→ Problem statement
Could you copy every line from the material below in which "data" appears?

→ Records for the exercise
[Start of section]
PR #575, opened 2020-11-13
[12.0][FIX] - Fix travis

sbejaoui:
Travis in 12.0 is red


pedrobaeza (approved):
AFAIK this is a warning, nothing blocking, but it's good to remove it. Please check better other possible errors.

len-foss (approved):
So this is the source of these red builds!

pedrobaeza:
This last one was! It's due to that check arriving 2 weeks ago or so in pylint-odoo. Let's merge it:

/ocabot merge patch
[End of section]
[Start of section]
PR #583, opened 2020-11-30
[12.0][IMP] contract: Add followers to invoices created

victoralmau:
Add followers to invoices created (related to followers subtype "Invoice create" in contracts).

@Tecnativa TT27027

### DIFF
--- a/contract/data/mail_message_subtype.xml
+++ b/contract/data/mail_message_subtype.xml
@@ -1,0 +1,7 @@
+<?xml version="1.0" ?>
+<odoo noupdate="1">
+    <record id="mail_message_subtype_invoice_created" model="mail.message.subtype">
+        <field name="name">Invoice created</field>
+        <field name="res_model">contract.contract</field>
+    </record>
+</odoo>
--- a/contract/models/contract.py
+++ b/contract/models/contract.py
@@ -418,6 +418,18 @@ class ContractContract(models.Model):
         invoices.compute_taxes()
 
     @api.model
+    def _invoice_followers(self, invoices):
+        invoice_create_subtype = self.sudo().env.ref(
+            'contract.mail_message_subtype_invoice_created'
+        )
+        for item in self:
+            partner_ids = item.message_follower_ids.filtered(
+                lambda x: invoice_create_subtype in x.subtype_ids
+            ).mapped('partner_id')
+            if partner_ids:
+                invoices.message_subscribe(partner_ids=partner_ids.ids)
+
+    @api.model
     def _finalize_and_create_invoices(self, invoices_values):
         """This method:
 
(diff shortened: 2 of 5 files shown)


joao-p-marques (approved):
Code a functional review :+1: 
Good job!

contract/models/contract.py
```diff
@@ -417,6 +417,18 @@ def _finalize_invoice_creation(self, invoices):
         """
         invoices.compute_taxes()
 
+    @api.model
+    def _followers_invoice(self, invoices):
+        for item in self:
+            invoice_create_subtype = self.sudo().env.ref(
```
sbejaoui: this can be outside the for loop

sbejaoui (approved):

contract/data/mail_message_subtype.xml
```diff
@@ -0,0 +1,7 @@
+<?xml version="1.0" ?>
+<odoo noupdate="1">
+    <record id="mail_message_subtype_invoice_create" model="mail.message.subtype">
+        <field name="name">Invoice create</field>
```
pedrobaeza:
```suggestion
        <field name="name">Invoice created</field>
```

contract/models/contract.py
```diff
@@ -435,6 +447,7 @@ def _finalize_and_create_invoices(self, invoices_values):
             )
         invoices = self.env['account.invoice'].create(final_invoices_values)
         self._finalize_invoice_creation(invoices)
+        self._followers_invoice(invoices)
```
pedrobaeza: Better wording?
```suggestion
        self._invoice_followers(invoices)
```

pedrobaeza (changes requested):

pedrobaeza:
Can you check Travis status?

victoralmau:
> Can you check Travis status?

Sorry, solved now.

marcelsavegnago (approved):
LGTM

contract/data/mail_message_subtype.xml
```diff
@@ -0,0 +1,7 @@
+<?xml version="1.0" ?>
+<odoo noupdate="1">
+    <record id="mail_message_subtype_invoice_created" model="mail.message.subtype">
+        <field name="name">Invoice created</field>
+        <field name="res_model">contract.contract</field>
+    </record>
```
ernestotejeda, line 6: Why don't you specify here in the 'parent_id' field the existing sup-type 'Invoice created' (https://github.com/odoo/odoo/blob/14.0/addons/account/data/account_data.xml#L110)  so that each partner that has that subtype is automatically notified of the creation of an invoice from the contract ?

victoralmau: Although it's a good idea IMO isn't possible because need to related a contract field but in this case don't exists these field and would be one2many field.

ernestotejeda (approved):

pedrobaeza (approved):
[End of section]
→ Reply
--- a/contract/data/mail_message_subtype.xml
+++ b/contract/data/mail_message_subtype.xml
contract/data/mail_message_subtype.xml
contract/data/mail_message_subtype.xml
ernestotejeda, line 6: Why don't you specify here in the 'parent_id' field the existing sup-type 'Invoice created' (https://github.com/odoo/odoo/blob/14.0/addons/account/data/account_data.xml#L110)  so that each partner that has that subtype is automatically notified of the creation of an invoice from the contract ?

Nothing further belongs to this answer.